No, you lose because your obviously afraid of your wife. My wife would only "forbid" me to do something ONCE! Next time she is out of the house. Load the cat up and take it to the pound! Stand up and be the man of your house or you will continue to lose your marriage!


----------



## Trying2figureitout (Feb 3, 2011)

Stand up to your wife!
The cat distraction needed dealt with... BTW I HATE CATS!

Did I say...

STAND UP TO YOUR WIFE! Not the cat. The cat was being a cat... evil but that's another story. This is between you and your wife.

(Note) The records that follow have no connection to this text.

Issue #1778, opened 2023-11-08
Update and document instrumentation semantic conventions


dyladan:
Many packages in OTel JS Contrib export telemetry with out of date semantic conventions. Unfortunately, we have not clearly documented the version of semantic conventions implemented or which attributes are exported for instrumentations. For each package, we need to document the telemetry exported and if possible update it to the latest semantic conventions following the following template:

```md
This package implements the <xxxx> semantic convention version X.Y: <link to semantic convention>

Attributes collected:

| Attribute | Short Description | Notes |
| --------- | ----------------- | ----- |
|           |                   |       |
```

Please limit PRs to a single package in order to make them quickly and easily reviewable.
If you are working on one of the below packages, please comment so others know the issue is being worked on.

- [ ] `@opentelemetry/instrumentation-amqplib`
    - [ ] Semantic conventions up to date
    - [ ] README documents exported telemetry
- [ ] `@opentelemetry/instrumentation-cucumber`
    - [ ] Semantic conventions up to date
    - [ ] README documents exported telemetry
- [ ] `@opentelemetry/instrumentation-dataloader`
    - [ ] Semantic conventions up to date
    - [ ] README documents exported telemetry
- [ ] `@opentelemetry/instrumentation-fs`
    - [ ] Semantic conventions up to date
    - [ ] README documents exported telemetry
- [ ] `@opentelemetry/instrumentation-lru-memoizer`
    - [ ] Semantic conventions up to date
    - [ ] README documents exported telemetry
- [ ] `@opentelemetry/instrumentation-mongoose`
    - [ ] Semantic conventions up to date
    - [ ] README documents exported telemetry
- [ ] `@opentelemetry/instrumentation-socket.io`
    - [ ] Semantic conventions up to date
    - [ ] README documents exported telemetry
- [ ] `@opentelemetry/instrumentation-tedious`
    - [ ] Semantic conventions up to date
    - [ ] README documents exported telemetry
- [ ] `@opentelemetry/instrumentation-aws-lambda`
    - [ ] Semantic conventions up to date
    - [ ] README documents exported telemetry
- [ ] `@opentelemetry/instrumentation-aws-sdk`
    - [ ] Semantic conventions up to date
    - [ ] README documents exported telemetry
- [ ] `@opentelemetry/instrumentation-bunyan`
    - [ ] Semantic conventions up to date
    - [ ] README documents exported telemetry
[...]

PR #1907, opened 2024-01-18
chore(instr-express): add semconv to readme

JamieDanielson:

- Updates #1778 

- In README, add version of Semantic Conventions used in express instrumentation. See more details re: version in the issue
- In README, add semantic convention attributes collected


JamieDanielson:
As mentioned on the issue, I'm hoping to get feedback on this to see if it satisfies the goals of #1778 or if there are pieces to this that are missing. For example, I'm not sure if attributes listed are intended to just be those from semantic conventions, or if all attributes on an instrumented Express span should be listed here.

MSNev (approved):

pichlermarc (approved):

pichlermarc:
> As mentioned on the issue, I'm hoping to get feedback on this to see if it satisfies the goals of #1778 or if there are pieces to this that are missing. For example, I'm not sure if attributes listed are intended to just be those from semantic conventions, or if all attributes on an instrumented Express span should be listed here.

I think the goal there is to just to the actual semconv ones, so this PR satisfies the goals of that issue :slightly_smiling_face:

Also get a handle on you ANGER issue quick...that makes you weak, winy and look like a blowhard.
Grow up and control your emotions. Your life is out of sync... 

Key is to NEVER show anger simply state facts and hold the wife accountable. Stand firm and don't ever back down when you now you are in the right. Let her know what YOUR will tolerate and what you won't.

My wife does not 'enjoy" me standing up to her... until later.
I'm in a temporary sexless marriage so for me there is no downside.
This will be what turns mine sexual again.... correct the dynamics.

You are on the fast track towards ILYNILWY and a sexless marriage.
Start training your wife you are in charge and the final say.
She needs you to lead her always in the house.

Right now she leads and secretly or overtly deeply resents that...she enjoyed the cat messing with you.
Women can be cruel... wait until she withholds sex too that's the next step. Because you are weak and noneffective at handling her. She doesn't RESPECT you more than the cat...how lame is THAT!

YOUR FAULT!

Dude get more alpha quick at key moments.
You teach your wife how you are treated. Again all on you she's just reacting to what you taught her. Change up the lesson plan quick. Do her a favor.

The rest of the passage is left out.